Celia and her family

In a unique moment in history where the world is encouraging efforts to practice social distancing and reduce the spread of Covid-19 to protect one another from a dangerous pandemic, immigration and customs enforcement (ICE) continues daily operations, terrorizing communities and potentially risking the spread of the virus to a vulnerable population less likely to seek out medical care for fear of being handed over to immigration authorities. Although ICE alleges it has decreased the number of arrests made and is only focusing on apprehending individuals who pose a threat to the public, people like Celia Torres, a mother of four U.S.-citizen children must still comply with in-person ICE check-ins and face potential arrest and subsequent deportation.

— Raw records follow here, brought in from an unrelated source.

PR #4878, opened 2025-10-10
Skip setting tm_gmtoff on Windows

timwoj:
tm_gmtoff is a POSIX extension to the tm struct that Windows doesn't support it. It doesn't appear to change the output from the btest, so we can just skip it.

### DIFF
--- a/src/analyzer/protocol/smb/smb-time.pac
+++ b/src/analyzer/protocol/smb/smb-time.pac
@@ -33,9 +33,12 @@ double time_from_lanman(uint32_t smb_time, uint32_t smb_date, uint16_t tz)
 	lTime.tm_year = ((smb_date >> 9) & 0x7f) + 80;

Last month Celia attended a check-in at the USCIS Santa Ana, CA. field office. Community members, grassroots organizations like Resilience OC, California Immigrant Youth Justice Alliance, the National Day Laborer Organizing Network, and congressman Lou Correa, rallied in support of Celia, a woman who has been fighting for her right to stay in the United States for over 10 years. Celia is frustrated with both the immigration and criminal justice systems: “the police, they write-up their reports whichever way is more convenient for them. They paint me as a bad mother, but if I was a bad mother, I wouldn’t be fighting so hard to stay in this country, I wouldn’t be fighting for my children’s right to a better life, if I was a bad mother, I would have left a long time ago.”

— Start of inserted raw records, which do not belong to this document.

PR #4881, opened 2025-10-10
Add versions of IfStmt and StmtList for use in debugger

timwoj:
This splits some of the changes out of https://github.com/zeek/zeek/pull/4874 into a separate PR. Specifically, this moves some code that is needed by the script debugger out into specialized classes that are only used by the debugger, avoiding calling the code when the debugger isn't active.

### DIFF
--- a/src/parse.y
+++ b/src/parse.y
@@ -163,6 +163,10 @@ static int func_hdr_cond_epoch = 0;
 EnumType* cur_enum_type = nullptr;
 static ID* cur_decl_type_id = nullptr;
 
+namespace zeek::detail {
+extern bool g_policy_debug;
+}
+
 static void parse_new_enum(void) {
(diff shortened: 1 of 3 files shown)


src/parse.y
```diff
@@ -163,6 +163,10 @@ static int func_hdr_cond_epoch = 0;
 EnumType* cur_enum_type = nullptr;
 static ID* cur_decl_type_id = nullptr;
 
+namespace zeek::detail {
+    extern bool g_policy_debug;
```
awelzel: Nit. Don't think we usually indent in namespaces.

timwoj:
Benchmark numbers look pretty good

Screenshot 2025-10-10 at 10-43-52 PR-Metrics - Dashboards - Grafana

PR #4884, opened 2025-10-11
ZAM: Fix memory leak in Construct-Known-Record-With-Inits

awelzel:
Commit b5d17f7f49c32e2b87856da01b51cf512c52e0e9 mistakenly removed Unref() for init_vals pre-generated, but then potentially replaced by values from a record. Re-instantiate it and add a test that tickled the leak.

This also replaced some autos with the concrete types, even if they are a mouthful. Mostly to make my poor man's grep-based workflow a bit easier. Also, given not everything is in .cc files, using an IDE to figure out types is semi successful (works for the generated code only).


vpax:
@awelzel happy to review, but FYI I'm out on PTO for the next week, so it'll be a while before I circle back to this

awelzel:
> @awelzel happy to review, but FYI I'm out on PTO for the next week, so it'll be a while before I circle back to this

Thanks! If it goes in before maybe you can review what landed.

I made a mistake in the referenced commit, so this is partly a revert of https://github.com/zeek/zeek/commit/b5d17f7f49c32e2b87856da01b51cf512c52e0e9 which at least makes sense to me :-)

src/script_opt/ZAM/OPs/constructors.op
```diff
@@ -76,11 +76,20 @@ macro	AssignFromRec(rhs)
...
 		{
-		auto rhs_i = FieldValWithCheck(rhs, rhs_map[i]);
-		auto& init_i = init_vals[lhs_map[i]];
+		ZVal rhs_i = FieldValWithCheck(rhs, rhs_map[i]);
+		std::optional<ZVal>& init_i = init_vals[lhs_map[i]];
+		/*
+		 * ConstructRecordPost() used after AssignFromRec() calls the
+		 * optimization specific RecordVal(t, init_vals) constructor
+		 * which adpots managed ZVal references, so need to 1) ref any
+		 * managed fields from rhs and 2) unref managed managed ZVal
```
evantypanski:
```suggestion
		 * managed fields from rhs and 2) unref managed ZVal
```

src/script_opt/ZAM/OPs/constructors.op
```diff
@@ -76,11 +76,20 @@ macro	AssignFromRec(rhs)
...
+		 * values existing in init_vals created during GenInits().
+		 */
 		if ( is_managed[i] )
 			{
 			zeek::Ref(rhs_i.ManagedVal());
+			if ( init_i.has_value() )
+				zeek::Unref(init_i->ManagedVal());
```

Celia came in contact with law enforcement over a decade ago when she stepped inside a phone company to pay an overdue bill and ensure the services were not terminated. She left her twin infant daughters in the car for a moment, just enough time for a passerby to see the children unattended and call the police. As a result, Celia was arrested, released on bail, and then immediately apprehended by ICE and incarcerated in immigration detention, thus beginning her long battle for her freedom.

Celia cautions the public against calling for police intervention before having all the facts: “I was not out shopping and having a good time. I was paying a bill. If the public were more conscious then that person should have asked and tried to ensure there was no adult around. I was being responsible trying to make sure my phone was not cut off, because that is what a responsible person does.”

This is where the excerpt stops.